TASK TO CARRY OUT:
Here are some records. Copy each one exactly.

RECORD SET:
PR #888, opened 2024-02-02
Add version checking workflow

franzenr:
workflow to ensure that module updates  always have their version numbers updated and new modules always have version number of 1.0.0


drelliche (approved):
LGTM! Thanks for the tour of how it works!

OUTPUT BELOW:
PR #888, opened 2024-02-02
Add version checking workflow

franzenr:
workflow to ensure that module updates  always have their version numbers updated and new modules always have version number of 1.0.0


drelliche (approved):
LGTM! Thanks for the tour of how it works!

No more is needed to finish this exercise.